You saw him come out on top during the season finale but for Jorge Zavala, but what he really loved were the lessons he learned while on the show "Tough As Nails."

"I feel like I got a lot of personal growth on the show," he said. "Really got to understand a know what I'm capable of."

Zavala, who is from Ontario, went to Walnut High School and got a job working in construction before training through his union to be a concrete form setter in California. He joined 12 other blue-collar workers featured in this season of "Tough As Nails." Contestants come from different backgrounds like construction, mechanics and carpentry.

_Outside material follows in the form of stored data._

PR #65, opened 2023-05-25
TRIGINTG-600 Improve identify to allow empty strings, but log about it

mrhota:


Sources/ATTNParameterValidation.m
```diff
@@ -31,8 +39,12 @@ + (void)verifyNotNil:(nonnull NSObject *)inputValue inputName:(nonnull const NSS
...
 
 + (void)verifyStringOrNil:(nullable NSString *)inputValue inputName:(nonnull const NSString *)inputName {
-  if ([ATTNParameterValidation isNotNil:inputValue] && ![ATTNParameterValidation isStringAndNotEmpty:inputValue]) {
-    [NSException raise:@"Bad Identifier" format:@"%@ should be a non-empty NSString", inputName];
+  if ([ATTNParameterValidation isNotNil:inputValue]) {
+    if (![ATTNParameterValidation isString:inputValue]) {
+      [NSException raise:@"Bad Identifier" format:@"%@ should be NSString", inputName];
+    } else if ([ATTNParameterValidation isEmpty:inputValue]) {
+      NSLog(@"Identifier %@ should be non-empty", inputName);
+    }
```
mrhota, line 47: Now that I think about it, I want a separate method instead of rewriting this one.

Sources/ATTNParameterValidation.m
```diff
@@ -36,6 +44,18 @@ + (void)verifyStringOrNil:(nullable NSString *)inputValue inputName:(nonnull con
   }
 }
 
++ (void)verifyString:(nullable NSString *)inputValue inputName:(nonnull const NSString *)inputName {
+  if ([ATTNParameterValidation isNil:inputValue]) {
+    return;
+  }
+  if (![ATTNParameterValidation isString:inputValue]) {
+    [NSException raise:@"Bad Identifier" format:@"%@ should be NSString", inputName];
+  }
```
oliviakim321, line 53: I think we shouldn't be using `NSException raise` because that can crash clients' apps - let's just log an error here instead

Sources/ATTNUserIdentity.m
```diff
@@ -53,11 +53,14 @@ - (void)mergeIdentifiers:(nonnull NSDictionary *)newIdentifiers {
...
-  [ATTNParameterValidation verifyStringOrNil:identifiers[IDENTIFIER_TYPE_SHOPIFY_ID] inputName:IDENTIFIER_TYPE_SHOPIFY_ID];
-  [ATTNParameterValidation verifyStringOrNil:identifiers[IDENTIFIER_TYPE_KLAVIYO_ID] inputName:IDENTIFIER_TYPE_KLAVIYO_ID];
+  NSArray *keys = @[ IDENTIFIER_TYPE_CLIENT_USER_ID,
+                     IDENTIFIER_TYPE_PHONE,
+                     IDENTIFIER_TYPE_EMAIL,
+                     IDENTIFIER_TYPE_SHOPIFY_ID,
+                     IDENTIFIER_TYPE_KLAVIYO_ID ];
+  [keys enumerateObjectsUsingBlock:^(NSString *key, NSUInteger idx, BOOL *stop) {
+    [ATTNParameterValidation verifyString:identifiers[key] inputName:key];
+  }];
```
oliviakim321, line 63: could this part just be 
```
for (id object in array) {
    // do something with object
}
```
?

Sources/ATTNParameterValidation.m
```diff
@@ -36,6 +44,18 @@ + (void)verifyStringOrNil:(nullable NSString *)inputValue inputName:(nonnull con
   }
 }
 
++ (void)verifyString:(nullable NSString *)inputValue inputName:(nonnull const NSString *)inputName {
```
oliviakim321, line 47: can we just add this code to `verifyStringOrNil` instead of creating a new method?

Sources/ATTNUserIdentity.m
mrhota: well that certain seems nicer 😄

Sources/ATTNParameterValidation.m
oliviakim321: yup, this is an internal class so you can change the existing code! and you can fix/add tests to verify as well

"A lot of us get up at 3 in the morning, 4 in the morning and work hard every day — 12-14 hour shifts and come home," said Zavala. 

His experience on the show has made him proud to be a blue-collar worker. 

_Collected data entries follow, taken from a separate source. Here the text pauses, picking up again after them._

PR #66, opened 2023-06-01
No exceptions; only logs

mrhota:
Instead of raising exceptions (which are likely to kill an unsuspecting app), we'll just log an error and (usually) return.

In a future PR, we will move to the newer Unified Logging system.

### DIFF
--- a/Sources/ATTNCustomEvent.m
+++ b/Sources/ATTNCustomEvent.m
@@ -18,6 +18,7 @@
     NSString *invalidCharInType = [ATTNCustomEvent findInvalidCharacterInType:type];
     if (invalidCharInType != nil) {
       NSLog(@"Invalid character '%@' in CustomEvent type '%@'", invalidCharInType, type);
+      return nil;
     }
 
     [ATTNParameterValidation verifyNotNil:properties inputName:@"properties"];
@@ -27,6 +28,7 @@
       NSString *invalidCharInKey = [ATTNCustomEvent findInvalidCharacterInPropertiesKey:key];
       if (invalidCharInKey != nil) {
         NSLog(@"ERROR: Invalid character '%@' in CustomEvent property key '%@'", invalidCharInKey, key);
+        return nil;
       }
     }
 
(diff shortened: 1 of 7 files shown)


Sources/ATTNCustomEvent.m
```diff
@@ -18,7 +18,6 @@ - (instancetype)initWithType:(NSString *)type properties:(NSDictionary<NSString
     NSString *invalidCharInType = [ATTNCustomEvent findInvalidCharacterInType:type];
     if (invalidCharInType != nil) {
       NSLog(@"Invalid character '%@' in CustomEvent type '%@'", invalidCharInType, type);
-      [NSException raise:@"Bad CustomEvent Type" format:@"The CustomEvent type '%@' had an invalid character '%@'.", type, invalidCharInType];
```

"If you ask any blue-collar workers, we're proud of what we do. We love what we do," said Zavala. "It's cool having a show like this, that's really able to show the public and everybody else we love what we do and it's ok to work with your hands."

With all the lessons he learned, Zavala said the highlight of the show was the people he met. 

"We text every day," he said. "Everyone's ending updates, what's going on in their lives." 

He developed an especially tight bond with fellow contestant Sergio Robles, so close that he was even offered a job.

"Since the show ended Sergio and I have linked up," Zavala said. "He called me one day and was like 'Hey you want to come work with me."

And although his time on TV may have ended, the husband and father of three hopes his message doesn't. 

"It's ok to work with your hands," Zavala said. "When I was in high school nobody ever told me I could have this great life — love my life — and that's what the union gave to me."

He hopes that when his kids watch the show they know that they can do anything they aspire to do. 

"I want my kids to be able to watch the show and see me and know if they put their mind to anything they can do it," Zavala said.